Brendan Howlin: 'What is proposed now is worse than the original deal,' says the former Labour leader. Photograph: Gareth Chaney/Collins
Brendan Howlin: 'What is proposed now is worse than the original deal,' says the former Labour leader. Photograph: Gareth Chaney/Collins

The Fianna Fáil figure, who did not wish to be named, said: “Tell me any other parliament where a group can be in Government and in Opposition at the same time, and can be given time to question the Government on its own performance. It is farcical. It undermines the standing of the Dáil.”

Why did the Coalition not let sleeping dogs lie following Murphy’s ruling?

The Opposition was convinced the Government parties were bound to a non-negotiable ironclad condition, a quid pro quo for the support of the Lowry group.

For its part, the Coalition argued it was trying to reflect the realities of a more fragmented Dáil. Government whips proposed a new form of group: a hybrid group.

Butler then submitted a position paper, proposing a new slot called “Other Members Time”, where Government TDs and these Independent TDs would get two opportunities to ask topical questions of the Taoiseach each week.

Butler said it would be a little over five minutes speaking time a week for the Lowry group. Fianna Fáil and Fine Gael backbench TDs liked it too as they were now also getting to ask questions of the Taoiseach for the first time.

“There is strong support on the backbenches to allow us speaking time,” Fianna Fáil TD Malcolm Byrne said.

Westminster was cited, where all MPs get a chance to ask questions of the UK prime minister.

Howlin is flummoxed by the arrangement.

“It’s very hard to fathom why the Government is doing this because it makes no sense. In fact, what is proposed now is worse than the original deal. The original deal was obviously simply to give the Lowry Independents the same status and rights as a group in opposition. Now they’ve included all Government backbenchers.

Opposition to withdraw Dáil ‘pairing’ arrangements in row over ‘dangerous’ speaking rights plansOpens in new window ]

“Maybe it’s the atmosphere of international politics creeping in here,” he said, in a thinly veiled reference to the Trumpian partisanship that has affected US politics.

There’s no doubt the atmosphere of the 34th Dáil has been sour.
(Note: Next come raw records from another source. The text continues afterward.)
PR #192, opened 2021-07-14
Update daq_application.cxx

glehmannmiotto:
set/update the DUNEDAQ_PARTITION variable.

### DIFF
--- a/apps/daq_application.cxx
+++ b/apps/daq_application.cxx
@@ -76,7 +76,7 @@ main(int argc, char* argv[])
     exit(0);
   }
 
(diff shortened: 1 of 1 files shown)


eflumerf (approved):

apps/daq_application.cxx
```diff
@@ -78,6 +78,7 @@ main(int argc, char* argv[])
 
   // Set/Update the application name in the environment. Used by logging/ers.
```
eflumerf, line 79: Might be a good idea to update this comment

glehmannmiotto: done. thanks!

PR #196, opened 2021-08-20
Add script to run several configurations of queue_io_check.

eflumerf:
Fix path to JSON file now that dbt-build.sh auto-installs.

### DIFF
--- a/test/scripts/queue_io_check.sh
+++ b/test/scripts/queue_io_check.sh
@@ -1,0 +1,44 @@
+
+SCRIPT_DIR="$( cd "$( dirname "${BASH_SOURCE[0]}" )" &> /dev/null && pwd )"
+
+function run_test() {
+
+# Run without options
+queue_IO_check $@
+ret=$?
+if [ $ret -ne 0 ]; then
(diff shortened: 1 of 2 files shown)


jcfreeman2:
Great to see this. Just a couple of quick comments:
* The failure check via `$?` should go right after the `queue_IO_check`, otherwise we're not testing the program's return value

Following the issue being pushed to a vote, the Opposition withdrew their co-operation to provide “pairs” for Government Ministers travelling abroad, breaking from a parliamentary practice where an Opposition TD abstains from a vote if a Government deputy is away.

Sinn Féin’s Mac Lochlainn contended the Government victory was pyrrhic.

“The big mistake Micheál Martin made is underestimating the resolve of the Opposition. He has actually succeeded in uniting us and actually showing the people for the first time that there could be an alternative government out there,” he said.

Senior Coalition figures consider this an “inside baseball” row that is of little interest to the public. One said the Opposition would be disruptive for the full term, and try to portray a centrist government as Trumpist and right-wing.

“There seems to be an ugly lack of respect creeping in,” said the source.

But was there a deal?

Lowry denied emphatically there was any deal.

“What we have seen in the last couple of weeks is a shameful display of obstruction and belligerence on behalf of the Opposition,” he told The Irish Times.

“The Government has facilitated time to ensure we are allowed to participate in proceedings. That is our democratic right. That’s what we have a mandate from the people to do and the opposition were hell bent on trying to deny us that entitlement.

“This was absolutely essential and crucial for the longevity of this Government. If the government had yielded on this, I think they would be completely undermined. The Government has a majority and is entitled to exercise this majority. We really need to move on now.”

That’s unlikely to happen. TDs from all sides say it has not been fully played out yet and could remain nasty.